Sir John selected such men as he considered desirable for the King’s service from the levies provided for him; accepted a brief repast, and departed, having promised Master Shallow to renew their acquaintance on the termination of the wars, in a second visit to that gentleman’s hospitable mansion, extracting in return a half-promise from its owner to accompany him to court. It is strange that Justice Shallow, gifted, as we have seen him, with a remarkably retentive memory, should have forgotten how costly a luxury he had found the honour of Sir John Falstaff’s patronage in early youth. But it is the constant failing of very foolish old gentlemen to imagine they have grown wiser with age.
In the present day, when so much of the public attention is directed to the question of raising recruits for the British army, a glance at the way in which such matters were regulated in the fifteenth century may not prove uninstructive. It will be seen that the modes of actual levying differed materially from those at present in vogue. But it may silence cavillers to learn that our ancestors—whose wisdom may not be disputed—were fully in accord with the opinion of modern rulers as to the class of men to whom the fighting of their country’s battles might be with the greatest propriety entrusted.

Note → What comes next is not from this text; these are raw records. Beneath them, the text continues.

PR #109, opened 2017-05-20
Correct typedef for constructor object

SimenB:


siimon:
Bah, I made the same fixes in #107, but I'll merge this and revert the commit on that branch :) 

Thanks!

PR #110, opened 2017-05-20
Include name of unknown label in error

SimenB:
I had a typo when using the object form of labels. Would be nice if it the error included info about what label I used, and which were available

### DIFF
--- a/lib/validation.js
+++ b/lib/validation.js
@@ -1,15 +1,19 @@
 'use strict';
 
+var util = require('util');
+
+// These are from https://prometheus.io/docs/concepts/data_model/#metric-names-and-labels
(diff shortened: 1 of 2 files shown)


lib/validation.js
```diff
@@ -1,15 +1,19 @@
 'use strict';
 
+var util = require('util');
+
+// These are from https://prometheus.io/docs/concepts/data_model/#metric-names-and-labels
+var metricRegexp = /^[a-zA-Z_:][a-zA-Z0-9_:]*$/;
+var labelRegexp = /^[a-zA-Z_][a-zA-Z0-9_]*$/;
```
SimenB: Probably JITed away, but why not help V8 out a bit 🙂

siimon:
LGTM! Thanks!

PR #117, opened 2017-06-17
Node 4 syntax

SimenB:
Commits should probably be looked at individually. Can land stuff separately if you want?

What do you think about adding prettier, btw? Can simplify the eslint config as lots of things would be removed, and we'll probably end up with higher consistency on the code.

PR #121, opened 2017-06-18
Remove util-extend

SimenB:
Piecemeal #117


SimenB:
`util-extend` is just a shallow copy, same as `Object-assign`. https://github.com/isaacs/util-extend/blob/master/extend.js

PR #124, opened 2017-06-18
Use object shorthand

SimenB:
Piecemeal #117


siimon:
Do you never sleep? ☺️

SimenB:
Sleep is for the weak! 😄

I had trouble sleeping. Not to happy about it now, though, as I'm on my way to work pretty sleepy 😆

PR #125, opened 2017-06-18
Convert prototype to classes

SimenB:
Piecemeal #117

This diff should be viewed without whitespace changes, as the indentation has changed.

https://github.com/siimon/prom-client/pull/125/files?w=1

### DIFF
--- a/lib/counter.js
+++ b/lib/counter.js
@@ -2,7 +2,7 @@
  * Counter metric
  */
 'use strict';
-const globalRegistry = require('./register');
+const globalRegistry = require('./registry').globalRegistry;
 const type = 'counter';
 const isNumber = require('./util').isNumber;
 const isDate = require('./util').isDate;
--- a/lib/counter.js
+++ b/lib/counter.js
@@ -15,93 +15,93 @@ const isObject = require('./util').isObject;
 
 const getLabels = require('./util').getLabels;
 
-/**
- * Counter
- * @param {string} name - Name of the metric
- * @param {string} help - Help description for the metric
- * @param {Array.<string>} labels - Labels
- * @constructor
- */
-function Counter(name, help, labels) {
-	let config;
-	if (isObject(name)) {
-		config = Object.assign(
-			{
-				labelNames: [],
+class Counter {
+	/**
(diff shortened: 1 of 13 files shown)


lib/register.js
```diff
@@ -1,26 +1,4 @@
 'use strict';
```
SimenB: this file can probably be deleted, and a global registry be created directly in `registry.js`

lib/counter.js
```diff
@@ -16,91 +16,92 @@ var extend = require('util-extend');
...
 
-	this.name = name;
-	this.name = config.name;
-	this.hashMap = {};
+		if(!validateLabelNames(config.labelNames)) {
+			throw new Error('Invalid label name');
+		}
 
-	this.labelNames = (config.labelNames || []);
+		this.name = name;
```
siimon: Could remove the first assignment of name, even though it exists in current version🙂

lib/register.js
siimon: I don't completely remember, but I think there was something with backwards compatibility which was why we left it as it is, can be wrong though

lib/counter.js
SimenB: Nice spot, removed 🙂

lib/register.js
SimenB: I think we might want to do a major bump on these changes either way, just to be safe.

Before, it only broke on pushgateway, which is not too usual to use, and it only brok on something polyfillable. Now we break on syntax. WDYT?

siimon: Not sure tbh, but maybe you are right.. It might be nice to do a major release as well to minimize the effects of any regressions since there are a lot of changes.

So let's remove this file also as we don't care about backwards compatibility!

SimenB:
@siimon This is now green. Ok to merge?

lib/register.js
SimenB: Great! Done 🙂

siimon:
Great! Could you do a major release with these changes?

SimenB:
Sure. Will try to get in a couple of more changes first 🙂

PR #126, opened 2017-06-18
Make tests pass in node 8

SimenB:
This makes the tests slower (as it just sets up an actual express server instead of mocking out the requests), but at least they pass.

### DIFF
--- a/package.json
+++ b/package.json
@@ -34,7 +34,6 @@
     "eslint-plugin-prettier": "^2.1.2",
     "express": "^4.13.3",
     "jest": "^20.0.4",
-    "nock": "^9.0.11",
     "prettier": "^1.4.4",
     "sinon": "^2.0.0",
     "typescript": "^2.0.3"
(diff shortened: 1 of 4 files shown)


siimon:
A thought, if jest PR is merged, is it possible to use mock out the http module there and use it instead?

SimenB:
I haven't tried mocking out http before. It'll be different kinds of tests, testing out calling the http module instead of the actual network request. But that's ok, I guess?

siimon:
Yeah, but with tests used in nock doesn't make any requests either. I think asserting on the http module is fine. But I'm not sure you can catch http headers.

SimenB:
It's part of the options sent in to `http(s).request(options, cb)`, so just asserting on `options` should be fine. We lose coverage on the cb though, unless we want to mess with eventemitters etc

siimon:
I guess that's ok for now until we find a better solution

SimenB:
@siimon updated with mocking out http

PR #128, opened 2017-06-18
Use jest for tests

SimenB:
I much prefer jest these days, so thought I'd take a crack at converting the tests. This was basically just running `jest-codemods`, so no hard feelings if you don't want it 🙂

### DIFF
--- a/.eslintignore
+++ b/.eslintignore
@@ -1,0 +1,1 @@
+coverage/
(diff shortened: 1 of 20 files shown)


siimon:
I don't mind, used Jest at work a couple of years ago but then it was rather immature, but I think it's better now. Also gives us better chance to mock out stuff

PR #131, opened 2017-06-19
Add precommit hook to format code

SimenB:
I like doing this. That way, you don't really have to formatting the code as you go. Just commit, and it'll be reformatted for you.

If you really want to commit regardless, you can do `--no-verify` (which it will tell you to do if it fails, so no googling necessary).

This commit also formats the d.ts file, cuz why not 🙂


siimon:
Why not? 🙂

PR #132, opened 2017-06-19
Make merge static in ts typings

SimenB:
Missing from #107 I guess.

@SkeLLLa is this correct syntax?


SkeLLLa:
@SimenB yep, looks fine.

PR #134, opened 2017-06-24
Print deprecation warnings on deprecated constructors

SimenB:
Since the next is a major anyways, might get this is.

### DIFF
--- a/CHANGELOG.md
+++ b/CHANGELOG.md
@@ -1,9 +1,11 @@
 # Changelog
-All noteable changes to this project will be documented in this file.
+All notable changes to this project will be documented in this file.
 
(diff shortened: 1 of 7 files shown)


siimon:
I'm not sure we should do that already, want folks to have some more time to migrate since it will literally break all metrics. Should we add a deprecation warning in this release instead?

SimenB:
Yeah, that makes sense

SimenB:
@siimon Updated.

SimenB:
One thing to note is that the java client support having 2 strings provided directly (name and help). It's only when you add labels, custom buckets/percentiles etc that it forces you to be explicit. Should we support the same thing?

If passed 2 arguments, check that they're both strings, and use as name and help. Otherwise print deprecation warning (if not an object).

siimon:
I rather just have a configuration object to keep the api simple, what do you think?

PR #415, opened 2016-06-22
fixed purchase button

4p00rv:
This PR fixes purchase button for firefox.


arnabk:
@4p00rv Have you tested this in FF, Opera, Chrome, Edge? You can use our browserstack account

PR #433, opened 2016-07-02
Change candle color to green-red for affiliate page

4p00rv:


arnabk:
@4p00rv Any affiliates related change needs to go to affilaites/affiliates.js file. I have copied your code over there. Also do not use shadow : true because it has caused performance issues.

PR #437, opened 2016-07-02
Proposal for client side translation.

aminroosta:
@arnabk  Here is my proposal on how to handle translation, In webtrader we always inject strings to the page, even html files are loaded as strings and then converted to DOM objects using jquery. I've avoided touching DOM elements this time and instead added an `i18n` function to strings to translate them.

Profit table page is updated using this approach to demonstrate this proposal.


arnabk:
@aminroosta 
Everything looks pretty good. Few comments - 
- Validate the lang parameter. We have to allow only supported lang parameters. If unsupported parameter is passed, we need to fall back to EN
- How about moving the definition of  String.prototype.i18n to utils.js?
- i18n folder should not be in src. In fact this folder should be created dynamically by the grunt build process
- Create po folder in the root folder where all our PO files should be. These files will be translated by our translators and later grunt build will compile them into dist/**/i18n folder, where necessary

PR #463, opened 2016-07-20
Added new images

4p00rv:


arnabk:
@4p00rv Can you delete the SVG files not being used anymore? Just do a search in the src folder just to make sure that it is not being used in other places.

4p00rv:
@arnabk Images aren't used anywhere. I have removed those files.

PR #467, opened 2016-07-26
Redesign timepicker and move code to tradeDialog.css

4p00rv:


arnabk:
@4p00rv Why did you move the code to tradeDialog.css?

4p00rv:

I will show you how Sir John Falstaff, with the assistance of Justice Shallow, recruited the diminished armies of King Henry the Fourth.
Sir John on his arrival at the justice’s mansion, having exchanged a few hasty civilities and remarks on the weather with his host and the scarcely audible, visible, or tangible Master Silence, proceeded to business.
“Gentlemen,” he inquired, “have you provided me here half a dozen of sufficient men?”
Master Shallow replied in the affirmative, and requested his guest to be seated.
Sir John took a chair, and begged that the recruits might be brought before him.